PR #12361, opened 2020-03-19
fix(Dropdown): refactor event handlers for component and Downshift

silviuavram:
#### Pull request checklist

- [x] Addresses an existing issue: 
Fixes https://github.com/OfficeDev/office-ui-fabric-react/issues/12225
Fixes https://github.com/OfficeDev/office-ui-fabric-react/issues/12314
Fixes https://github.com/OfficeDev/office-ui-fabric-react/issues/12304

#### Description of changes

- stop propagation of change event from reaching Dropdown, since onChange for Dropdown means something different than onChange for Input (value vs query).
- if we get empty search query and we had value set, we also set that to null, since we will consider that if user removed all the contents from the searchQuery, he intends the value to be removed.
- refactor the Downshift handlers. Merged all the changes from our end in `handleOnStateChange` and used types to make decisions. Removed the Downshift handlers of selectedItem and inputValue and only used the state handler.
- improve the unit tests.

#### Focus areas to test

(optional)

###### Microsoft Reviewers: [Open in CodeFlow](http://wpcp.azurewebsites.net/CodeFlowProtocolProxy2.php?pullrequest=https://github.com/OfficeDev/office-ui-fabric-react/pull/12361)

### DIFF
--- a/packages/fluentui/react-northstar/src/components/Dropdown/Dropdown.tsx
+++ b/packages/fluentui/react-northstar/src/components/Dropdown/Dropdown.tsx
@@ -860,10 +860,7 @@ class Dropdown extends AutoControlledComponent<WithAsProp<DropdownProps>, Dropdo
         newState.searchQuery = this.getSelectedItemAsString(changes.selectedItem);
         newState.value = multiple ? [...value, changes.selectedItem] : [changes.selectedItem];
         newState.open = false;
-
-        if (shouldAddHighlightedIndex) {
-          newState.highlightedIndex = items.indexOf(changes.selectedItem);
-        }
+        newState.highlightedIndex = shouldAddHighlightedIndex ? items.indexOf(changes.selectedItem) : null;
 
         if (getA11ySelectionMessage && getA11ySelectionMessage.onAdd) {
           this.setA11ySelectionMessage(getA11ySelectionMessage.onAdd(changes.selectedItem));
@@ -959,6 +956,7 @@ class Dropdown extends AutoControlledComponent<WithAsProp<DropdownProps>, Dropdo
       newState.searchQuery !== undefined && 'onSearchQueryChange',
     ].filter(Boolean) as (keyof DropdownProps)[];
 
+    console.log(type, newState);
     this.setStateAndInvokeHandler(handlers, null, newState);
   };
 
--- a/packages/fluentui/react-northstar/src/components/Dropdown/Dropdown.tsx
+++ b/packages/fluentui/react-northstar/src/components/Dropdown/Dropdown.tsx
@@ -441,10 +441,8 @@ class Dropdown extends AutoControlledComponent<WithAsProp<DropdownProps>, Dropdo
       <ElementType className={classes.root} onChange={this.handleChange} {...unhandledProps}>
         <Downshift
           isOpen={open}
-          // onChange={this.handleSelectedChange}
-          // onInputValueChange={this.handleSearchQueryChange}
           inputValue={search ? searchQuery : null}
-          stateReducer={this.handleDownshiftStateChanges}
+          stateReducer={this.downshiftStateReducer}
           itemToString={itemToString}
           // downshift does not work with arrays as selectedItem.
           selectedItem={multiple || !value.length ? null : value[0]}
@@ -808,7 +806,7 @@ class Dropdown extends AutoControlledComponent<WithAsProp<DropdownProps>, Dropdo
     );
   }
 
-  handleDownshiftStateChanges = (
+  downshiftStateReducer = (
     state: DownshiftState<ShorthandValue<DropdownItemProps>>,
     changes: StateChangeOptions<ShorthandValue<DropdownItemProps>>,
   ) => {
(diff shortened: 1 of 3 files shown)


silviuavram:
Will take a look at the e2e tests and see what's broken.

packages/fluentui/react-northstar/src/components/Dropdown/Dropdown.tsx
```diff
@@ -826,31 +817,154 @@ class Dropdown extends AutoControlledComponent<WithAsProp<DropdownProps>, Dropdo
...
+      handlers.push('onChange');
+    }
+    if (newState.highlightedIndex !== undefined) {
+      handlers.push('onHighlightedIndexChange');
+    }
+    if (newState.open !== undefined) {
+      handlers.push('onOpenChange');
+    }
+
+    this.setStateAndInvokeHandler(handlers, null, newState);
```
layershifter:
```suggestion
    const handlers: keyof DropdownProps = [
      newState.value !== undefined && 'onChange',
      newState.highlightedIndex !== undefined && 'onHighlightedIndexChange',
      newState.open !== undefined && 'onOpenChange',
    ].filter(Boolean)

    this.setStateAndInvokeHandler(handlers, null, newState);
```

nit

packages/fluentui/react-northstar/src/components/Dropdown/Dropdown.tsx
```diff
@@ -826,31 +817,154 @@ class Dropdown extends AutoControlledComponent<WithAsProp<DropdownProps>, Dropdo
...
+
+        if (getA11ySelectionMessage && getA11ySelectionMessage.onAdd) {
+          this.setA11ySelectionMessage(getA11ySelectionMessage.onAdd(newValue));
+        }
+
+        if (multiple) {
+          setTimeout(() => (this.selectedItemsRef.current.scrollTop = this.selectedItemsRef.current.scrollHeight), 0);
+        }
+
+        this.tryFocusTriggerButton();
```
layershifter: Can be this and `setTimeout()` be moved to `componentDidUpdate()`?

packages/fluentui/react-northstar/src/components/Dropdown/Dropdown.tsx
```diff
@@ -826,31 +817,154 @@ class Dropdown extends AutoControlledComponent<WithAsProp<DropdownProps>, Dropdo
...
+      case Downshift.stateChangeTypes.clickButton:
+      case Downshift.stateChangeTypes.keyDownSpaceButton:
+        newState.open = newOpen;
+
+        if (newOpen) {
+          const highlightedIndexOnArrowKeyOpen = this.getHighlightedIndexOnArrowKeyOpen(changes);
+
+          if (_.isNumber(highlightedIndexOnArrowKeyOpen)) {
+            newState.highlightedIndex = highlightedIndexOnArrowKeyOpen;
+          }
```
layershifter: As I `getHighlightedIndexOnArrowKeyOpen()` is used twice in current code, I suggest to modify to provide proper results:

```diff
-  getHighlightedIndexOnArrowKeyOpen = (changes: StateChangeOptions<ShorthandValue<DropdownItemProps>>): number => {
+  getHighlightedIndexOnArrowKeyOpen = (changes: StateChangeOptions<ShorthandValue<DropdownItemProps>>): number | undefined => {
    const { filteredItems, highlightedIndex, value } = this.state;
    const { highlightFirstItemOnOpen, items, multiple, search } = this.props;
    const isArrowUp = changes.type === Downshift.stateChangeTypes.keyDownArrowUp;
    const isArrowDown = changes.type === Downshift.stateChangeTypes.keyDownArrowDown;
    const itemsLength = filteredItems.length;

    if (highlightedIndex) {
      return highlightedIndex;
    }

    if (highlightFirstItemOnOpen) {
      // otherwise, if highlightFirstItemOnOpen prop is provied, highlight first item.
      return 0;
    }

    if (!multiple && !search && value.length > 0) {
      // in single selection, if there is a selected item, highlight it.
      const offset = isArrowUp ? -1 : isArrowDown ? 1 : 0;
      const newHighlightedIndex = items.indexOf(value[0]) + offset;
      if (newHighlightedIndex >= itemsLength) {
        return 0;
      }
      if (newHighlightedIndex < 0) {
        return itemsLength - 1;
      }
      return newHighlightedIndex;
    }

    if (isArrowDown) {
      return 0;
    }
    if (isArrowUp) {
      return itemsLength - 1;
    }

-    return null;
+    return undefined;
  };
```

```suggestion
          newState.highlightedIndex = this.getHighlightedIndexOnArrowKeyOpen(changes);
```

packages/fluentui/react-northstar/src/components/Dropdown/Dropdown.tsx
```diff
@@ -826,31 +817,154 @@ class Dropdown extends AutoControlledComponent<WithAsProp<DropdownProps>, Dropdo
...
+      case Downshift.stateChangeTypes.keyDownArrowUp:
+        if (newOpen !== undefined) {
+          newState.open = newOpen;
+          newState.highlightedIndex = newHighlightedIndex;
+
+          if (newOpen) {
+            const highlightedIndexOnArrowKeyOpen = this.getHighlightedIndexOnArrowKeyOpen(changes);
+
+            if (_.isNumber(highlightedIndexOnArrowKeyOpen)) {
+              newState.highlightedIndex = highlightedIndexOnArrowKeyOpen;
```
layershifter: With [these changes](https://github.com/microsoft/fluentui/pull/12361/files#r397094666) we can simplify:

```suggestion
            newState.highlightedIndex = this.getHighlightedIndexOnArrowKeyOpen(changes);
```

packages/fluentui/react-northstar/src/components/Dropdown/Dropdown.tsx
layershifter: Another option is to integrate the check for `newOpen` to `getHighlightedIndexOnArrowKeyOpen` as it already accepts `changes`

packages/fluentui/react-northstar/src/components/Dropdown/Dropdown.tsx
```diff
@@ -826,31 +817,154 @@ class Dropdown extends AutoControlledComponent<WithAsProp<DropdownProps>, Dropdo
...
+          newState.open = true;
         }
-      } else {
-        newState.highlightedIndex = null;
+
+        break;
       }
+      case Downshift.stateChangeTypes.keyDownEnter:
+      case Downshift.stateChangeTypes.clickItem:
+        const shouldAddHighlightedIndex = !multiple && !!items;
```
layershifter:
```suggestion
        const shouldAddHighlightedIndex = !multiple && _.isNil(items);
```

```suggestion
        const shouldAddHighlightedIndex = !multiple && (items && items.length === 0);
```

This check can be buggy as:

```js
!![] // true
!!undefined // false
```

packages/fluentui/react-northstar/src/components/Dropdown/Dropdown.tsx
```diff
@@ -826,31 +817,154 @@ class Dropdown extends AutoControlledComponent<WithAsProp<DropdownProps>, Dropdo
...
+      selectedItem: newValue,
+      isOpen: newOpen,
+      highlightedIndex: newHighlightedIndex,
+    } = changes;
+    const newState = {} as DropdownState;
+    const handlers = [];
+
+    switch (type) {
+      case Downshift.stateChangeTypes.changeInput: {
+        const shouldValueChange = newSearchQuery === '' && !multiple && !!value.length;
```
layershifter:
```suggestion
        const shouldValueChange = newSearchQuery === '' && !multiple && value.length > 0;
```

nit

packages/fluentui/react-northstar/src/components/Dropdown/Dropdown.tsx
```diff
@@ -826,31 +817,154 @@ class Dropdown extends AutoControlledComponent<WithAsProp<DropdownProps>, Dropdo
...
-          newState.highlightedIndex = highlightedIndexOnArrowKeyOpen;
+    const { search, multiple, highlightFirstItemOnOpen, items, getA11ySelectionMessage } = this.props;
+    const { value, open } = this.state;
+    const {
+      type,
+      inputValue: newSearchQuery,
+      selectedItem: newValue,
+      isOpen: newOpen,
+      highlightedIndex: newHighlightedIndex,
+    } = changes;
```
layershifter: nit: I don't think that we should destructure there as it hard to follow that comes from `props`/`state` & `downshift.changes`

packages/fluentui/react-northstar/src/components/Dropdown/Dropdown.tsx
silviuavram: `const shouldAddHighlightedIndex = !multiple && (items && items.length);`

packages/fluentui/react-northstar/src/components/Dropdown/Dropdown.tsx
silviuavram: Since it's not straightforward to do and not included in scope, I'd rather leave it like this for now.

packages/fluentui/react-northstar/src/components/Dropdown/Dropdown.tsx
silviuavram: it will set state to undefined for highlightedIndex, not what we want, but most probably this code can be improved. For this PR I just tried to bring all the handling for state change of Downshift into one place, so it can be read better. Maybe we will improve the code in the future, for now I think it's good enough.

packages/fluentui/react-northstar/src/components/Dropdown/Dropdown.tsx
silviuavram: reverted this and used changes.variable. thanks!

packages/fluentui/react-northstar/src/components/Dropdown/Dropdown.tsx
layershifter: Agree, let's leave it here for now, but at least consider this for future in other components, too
┄┄┄┄┄┄┄┄┄┄
# [Exercise goal]
Beginning with the first line of the entries, repeat each line exactly until you have reproduced the one containing "- improve the unit tests.", and add nothing further.

# [Answer space]
PR #12361, opened 2020-03-19
fix(Dropdown): refactor event handlers for component and Downshift

silviuavram:
#### Pull request checklist

- [x] Addresses an existing issue: 
Fixes https://github.com/OfficeDev/office-ui-fabric-react/issues/12225
Fixes https://github.com/OfficeDev/office-ui-fabric-react/issues/12314
Fixes https://github.com/OfficeDev/office-ui-fabric-react/issues/12304

#### Description of changes

- stop propagation of change event from reaching Dropdown, since onChange for Dropdown means something different than onChange for Input (value vs query).
- if we get empty search query and we had value set, we also set that to null, since we will consider that if user removed all the contents from the searchQuery, he intends the value to be removed.
- refactor the Downshift handlers. Merged all the changes from our end in `handleOnStateChange` and used types to make decisions. Removed the Downshift handlers of selectedItem and inputValue and only used the state handler.
- improve the unit tests.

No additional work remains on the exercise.